Why do they not both accept the entire string?

Kevin Dolan
  • 4,952
  • 3
  • 35
  • 47
  • I wonder if it's confused by the double grouping, namely, "(outer_group(inner_group))". As far as I'm aware, that doesn't quite work – Gene Burinsky Aug 22 '16 at 22:55
  • What you say is true, the order is different. And something else is different. The first one `"([^"]|(\\\"))*"` will match an escape, making it match `"asdf\"`sde" while the other one doesn't. Also if you have to handle escape quote, you have to handle escapes as well. So, neither one is valid. –  Aug 22 '16 at 23:00
  • And added note that the engine will parse this part `\\\"` into an _escape_ then a _quote_. So it only needs to be this `\\"` in it's literal string form. –  Aug 22 '16 at 23:22

3 Answers3

2

What you say is true, the order is different. And something else is different.
The first one "([^"]|(\\\"))*" will match an escape, making it
match "asdf\"sde" while the other one doesn't.

Also if you have to handle escape quote, you have to handle escapes as well. So, neither one is valid.

Here are two kind of standard ways to do this.
Both handle the escape.
You can extend this to single quotes as well.
Use the Dot-All modifier (?s) if you want to span newlines.

Method 1. - alternation

"(?:\\.|[^"\\]+)*"

 " 
 (?:
      \\ .                 # Escape anything
   |                     # or,
      [^"\\]+              # Not escape not quote
 )*
 "

Method 2. - unrolled loop

"[^"\\]*(?:\\.[^"\\]*)*"

 " 
 [^"\\]*          # Optional not escape not quote
 (?:
      \\ .             # Escape anything
      [^"\\]*          # Optional not escape not quote
 )*
 "

Both do the same. Method 2 is three to five time faster than Method 1.

1

The order in alternation groups matters.

In the first regex the [^"] alternative is tried first for every character. It matches every single character up to (and including) the first \. On the next character (") this alternative ([^"]) fails and the other one (\\\") tried. The latter also fails since "A does not match \\\". This stop the quantifier * from further matches.
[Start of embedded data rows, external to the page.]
PR #210, opened 2025-03-03
Added leagueConfig to database

internette:
GenerateStaticParams on League Standing now reads from db.

## Confirm
- [x] This PR has unit tests scenarios. (We aren't testing seedDB)

/assign me

### DIFF
--- a/scripts/seedDb.mjs
+++ b/scripts/seedDb.mjs
@@ -4,6 +4,7 @@ import amazingRace37Data from "../app/leagueData/AmazingRace_37.js"
 import bigBrother26Data from "../app/leagueData/BigBrother_26.js"
 import amazingRace35LeagueConfiguration from "../app/leagueConfiguration/AmazingRace_35.js"
 import amazingRace36LeagueConfiguration from "../app/leagueConfiguration/AmazingRace_36.js"
+import amazingRace37LeagueConfiguration from "../app/leagueConfiguration/AmazingRace_37.js"
 import bigBrother26LeagueConfiguration from "../app/leagueConfiguration/BigBrother_26.js"
 import survivor47LeagueConfiguration from "../app/leagueConfiguration/Survivor_47.js"
 import { Redis } from "@upstash/redis"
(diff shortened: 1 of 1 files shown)


scripts/seedDb.mjs
```diff
@@ -51,3 +56,25 @@ async function recreateLeagueData(leagueKeyPrefix, dataRepo) {
         await redis.json.set(leagueKeyPrefix+user.userId, "$", userString)
     }
 }
+
+// Create league configuration data
+
+await recreateLeagueConfigurationData("league_configuration:amazing_race:35:", amazingRace35LeagueConfiguration)
+await recreateLeagueConfigurationData("league_configuration:amazing_race:36:", amazingRace36LeagueConfiguration)
+await recreateLeagueConfigurationData("league_configuration:big_brother:26:", bigBrother26LeagueConfiguration)
+await recreateLeagueConfigurationData("league_configuration:survivor:47:", survivor47LeagueConfiguration)
```
jjm3x3, line 65: nit: I would maybe move these calls up near where we are adding user data.

scripts/seedDb.mjs
```diff
@@ -51,3 +56,25 @@ async function recreateLeagueData(leagueKeyPrefix, dataRepo) {
...
+
+    for (const aKey of leagueConfigurationCursor[1]) { //list of keys
+        redis.del(aKey)
+    }
+
+    const leagueConfigString = JSON.stringify(dataRepo)
+
+    console.log(`Setting league configuration data for '${leagueKeyPrefix}'`);
+    
+    await redis.json.set(leagueKeyPrefix, "$", leagueConfigString)
```
jjm3x3, line 79: I would actually say that we don't want the the key to be the prefix here. The prefix is everything before the final value in the key. In fact I think our "prefixes" here probably aren't prefixes at all, they are just keys.

scripts/seedDb.mjs
```diff
@@ -51,3 +56,25 @@ async function recreateLeagueData(leagueKeyPrefix, dataRepo) {
...
+
+async function recreateLeagueConfigurationData(leagueKeyPrefix, dataRepo) {
+
+    const leagueConfigurationCursor = await redis.scan("0", {match: leagueKeyPrefix+"*"})
+
+    for (const aKey of leagueConfigurationCursor[1]) { //list of keys
+        redis.del(aKey)
+    }
+
+    const leagueConfigString = JSON.stringify(dataRepo)
```
jjm3x3, line 75: Also... I get inserting these as is... but I am also wondering if we shouldn't just do a quick stop gap to change them a bit first so that we are inserting them the way we want the to be saved into the DB. 🤔

jjm3x3 (commented):
Overall it looks ok, but I think there are a few things we should consider.

scripts/seedDb.mjs
internette: I'd love to talk this out with you because I want to hear what you recommend

internette: Update: Did some clean up in this PR
https://github.com/jjm3x3/AmazingRaceFantasy/pull/222

scripts/seedDb.mjs
internette: Updated :)

scripts/seedDb.mjs
internette: Updated and done

jjm3x3 (approved):
First make sure you run this in dev... and then I would recommend you run this in prod, right before or right after merging it.

Issue #196, opened 2025-03-01
Update Contestants page be generated from and to read from DB


jjm3x3:
Now that we have started to develop some muscles around our DB usage. We would like to update our contestants page to read from the DB (this will require a update to our data model) as well as updating our `generateStaticParams` function to be based off the existence of those leagueConfigurations.

Acceptance Criteria
- Update db data model to support leagueConfiguration data
- Update page to read from DB during generation
- Update generateStaticParams to use the DB to determine its existing

internette:
Currently, I have two questions:

1. Should seeding the database exist inside the seedDb function?
	- If yes: We should consider renaming seedDb to seedContestantDb and creating a seedLeagueConfigurationDb. Then create a seedDb function that does both of these functions.
	- If no: I'd recommend renaming the seedDb file to seedContestantDb and having a seedDb file that does both seedContestantDb and seedLeagueConfigurationDb.
2. Should I follow the naming convention suffixed by leagueConfiguration? I.e. show name:season:leagueConfiguration?

Issue #195, opened 2025-03-01
Update generateStaticParams for Scoring and League Standing pages


jjm3x3:
Now that part of the data for these pages is coming from the db (assumes #151 is complete) we should update the `generateStaticParams` for both of these template pages to be based off of information we have in the DB. This seems like it could likely require some updates to our data model such that we can get an accurate picture of what leagues we have data for and will require us to start do reading from redis inside that function.

internette:
<img width="122" alt="Image" src="https://github.com/user-attachments/assets/080c770b-dfe8-48f0-9b7e-c1ca567fa859" />

![Image](https://github.com/user-attachments/assets/50ad13a7-4a6b-4e49-90c7-ec10de7c41b5)

PR #227, opened 2025-03-24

In the second regex the \\\" alternative (parenthesis are redundant) tried first for every character and fails so the second alternative ([^"]) matches. But on at the first \ the first alternative matches so the lookup pointer moves past \" to A and lookup goes on.
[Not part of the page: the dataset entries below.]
PR #237, opened 2025-03-28
Migrated getPages

internette:
Migrated getPages function to read from db instead of file system

## Confirm
- [ ] This PR has had it's db migrations run.

/assign me

### DIFF
--- a/__tests__/utils/pages.js
+++ b/__tests__/utils/pages.js
@@ -73,7 +73,7 @@ const AmazingRaceLeagueData = ()=> {
             handicap: -80
         }
     ];
-    return { CONTESTANT_LEAGUE_DATA };
+    return CONTESTANT_LEAGUE_DATA;
 }
 
 const dataObject = {
@@ -81,28 +81,36 @@ const dataObject = {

As a general rule of thumb, place the most narrow expression in alternation first.

Dmitry Egorov
  • 9,542
  • 3
  • 22
  • 40
  • 1
    Another rule of thumb is that no two branches of an alternation should be able to match the same thing. In other words, the character class should exclude the backslash as well as the quote: `"([^"\\]|(\\"))*"`. This can have a dramatic effect on performance as well as correctness. ([ref](http://stackoverflow.com/questions/2407870/javascript-regex-hangs-using-v8)) – Alan Moore Aug 22 '16 at 23:14
  • I was unaware regexes were executed this way, as I was thinking of them as greedy non-deterministic state machines. I think this is the best explanation of specifically why these two regexes produce different results. – Kevin Dolan Aug 23 '16 at 20:16
  • @KevinDolan - An fyi, regular expressions have always been processed left to right. The state machine is constructed in order as the regex is processed. An example is given regex `a|ab|abc` and target string `abc`, the _ab_ and _abc_ will never get matched. Keep that in mind when you write regex. –  Aug 23 '16 at 20:32
0

The regex r'(A|B)' will test first try to match A, and only if that fails will it try to match B (docs)

So the regex ([^"]|(\\\") will first try to match a non-quote, and if that fails it will try to match an escaped quote mark.

So when the regex reaches \"A\" the first part part matches the \ (it is not a quote. But then neither part matches ", so the match ends there. The backslash is gobbled by the [^"] so the second half of the expression is never used.

Turned around ((\\")|[^"]), when it reaches \"A\" will first try to match the \" (it works) then it will try to match A (it matches [^"] and so the match continues.

James K
  • 3,692
  • 1
  • 28
  • 36